━━━ Source records
PR #1587, opened 2023-08-17
Subaru: gen2 long safety

jnewb1:
there are 2 static signals, and a high beam assist message that we need to emulate to keep the car happy when eyesight is disabled

### DIFF
--- a/board/safety/safety_subaru.h
+++ b/board/safety/safety_subaru.h
@@ -48,18 +48,18 @@ const LongitudinalLimits SUBARU_LONG_LIMITS = {
 #define SUBARU_ALT_BUS  1
 #define SUBARU_CAM_BUS  2
 
-#define SUBARU_COMMON_TX_MSGS(alt_main_bus)         \
+#define SUBARU_COMMON_TX_MSGS(alt_bus)              \
   {MSG_SUBARU_ES_LKAS,         SUBARU_MAIN_BUS, 8}, \
-  {MSG_SUBARU_ES_Distance,     alt_main_bus,    8}, \
+  {MSG_SUBARU_ES_Distance,     alt_bus,         8}, \
   {MSG_SUBARU_ES_DashStatus,   SUBARU_MAIN_BUS, 8}, \
   {MSG_SUBARU_ES_LKAS_State,   SUBARU_MAIN_BUS, 8}, \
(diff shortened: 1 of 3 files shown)


board/safety/safety_subaru.h
```diff
@@ -218,6 +243,15 @@ static int subaru_tx_hook(CANPacket_t *to_send) {
     violation |= longitudinal_transmission_rpm_checks(transmission_rpm, SUBARU_LONG_LIMITS);
   }
 
+  if (addr == MSG_SUBARU_ES_UDS_Request){
+    int sid = GET_BYTES(to_send, 1, 1);
+
+    // Allow "tester present", "read data by identifier", and "communication control"
+    bool allowed_sid = (sid == 0x3e) || (sid == 0x22) || (sid == 0x28);
+
```
sshane, line 251: why do you need communication control? this can allow programming session, perhaps we should block that

board/safety/safety_subaru.h
```diff
@@ -175,7 +195,12 @@ static int subaru_tx_hook(CANPacket_t *to_send) {
   bool violation = false;
 
   if (subaru_gen2) {
-    tx = msg_allowed(to_send, SUBARU_GEN2_TX_MSGS, SUBARU_GEN2_TX_MSGS_LEN);
+    if(subaru_longitudinal){
+      tx = msg_allowed(to_send, SUBARU_GEN2_LONG_TX_MSGS, SUBARU_GEN2_LONG_TX_MSGS_LEN);
+    }
+    else{
+      tx = msg_allowed(to_send, SUBARU_GEN2_TX_MSGS, SUBARU_GEN2_TX_MSGS_LEN);
+    }
```
sshane, line 203: formatting is not consistent

sshane:
can you make sure to request a review anything panda safety related? if adeeb already reviewed then nvm, but there's a couple mistakes here like allowing the diagnostic sid when we don't need it

board/safety/safety_subaru.h
jnewb1: Yup. Communication control is required to disable eyesight TX, unless I'm missing something?

sshane: Ah I suppose we don't check data in ELM mode, so no safety issue here, but init is run before you enter the safety mode, so 0x28 isn't required. (as long as you only need to send communication control once)

adeebshihadeh:
Reverted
━━━━━━
▸ **Exercise instructions**
All of the records need to be transcribed exactly.

▸ **Solved problem**
PR #1587, opened 2023-08-17
Subaru: gen2 long safety

jnewb1:
there are 2 static signals, and a high beam assist message that we need to emulate to keep the car happy when eyesight is disabled

### DIFF
--- a/board/safety/safety_subaru.h
+++ b/board/safety/safety_subaru.h
@@ -48,18 +48,18 @@ const LongitudinalLimits SUBARU_LONG_LIMITS = {
 #define SUBARU_ALT_BUS  1
 #define SUBARU_CAM_BUS  2
 
-#define SUBARU_COMMON_TX_MSGS(alt_main_bus)         \
+#define SUBARU_COMMON_TX_MSGS(alt_bus)              \
   {MSG_SUBARU_ES_LKAS,         SUBARU_MAIN_BUS, 8}, \
-  {MSG_SUBARU_ES_Distance,     alt_main_bus,    8}, \
+  {MSG_SUBARU_ES_Distance,     alt_bus,         8}, \
   {MSG_SUBARU_ES_DashStatus,   SUBARU_MAIN_BUS, 8}, \
   {MSG_SUBARU_ES_LKAS_State,   SUBARU_MAIN_BUS, 8}, \
(diff shortened: 1 of 3 files shown)


board/safety/safety_subaru.h
```diff
@@ -218,6 +243,15 @@ static int subaru_tx_hook(CANPacket_t *to_send) {
     violation |= longitudinal_transmission_rpm_checks(transmission_rpm, SUBARU_LONG_LIMITS);
   }
 
+  if (addr == MSG_SUBARU_ES_UDS_Request){
+    int sid = GET_BYTES(to_send, 1, 1);
+
+    // Allow "tester present", "read data by identifier", and "communication control"
+    bool allowed_sid = (sid == 0x3e) || (sid == 0x22) || (sid == 0x28);
+
```
sshane, line 251: why do you need communication control? this can allow programming session, perhaps we should block that

board/safety/safety_subaru.h
```diff
@@ -175,7 +195,12 @@ static int subaru_tx_hook(CANPacket_t *to_send) {
   bool violation = false;
 
   if (subaru_gen2) {
-    tx = msg_allowed(to_send, SUBARU_GEN2_TX_MSGS, SUBARU_GEN2_TX_MSGS_LEN);
+    if(subaru_longitudinal){
+      tx = msg_allowed(to_send, SUBARU_GEN2_LONG_TX_MSGS, SUBARU_GEN2_LONG_TX_MSGS_LEN);
+    }
+    else{
+      tx = msg_allowed(to_send, SUBARU_GEN2_TX_MSGS, SUBARU_GEN2_TX_MSGS_LEN);
+    }
```
sshane, line 203: formatting is not consistent

sshane:
can you make sure to request a review anything panda safety related? if adeeb already reviewed then nvm, but there's a couple mistakes here like allowing the diagnostic sid when we don't need it

board/safety/safety_subaru.h
jnewb1: Yup. Communication control is required to disable eyesight TX, unless I'm missing something?

sshane: Ah I suppose we don't check data in ELM mode, so no safety issue here, but init is run before you enter the safety mode, so 0x28 isn't required. (as long as you only need to send communication control once)

adeebshihadeh:
Reverted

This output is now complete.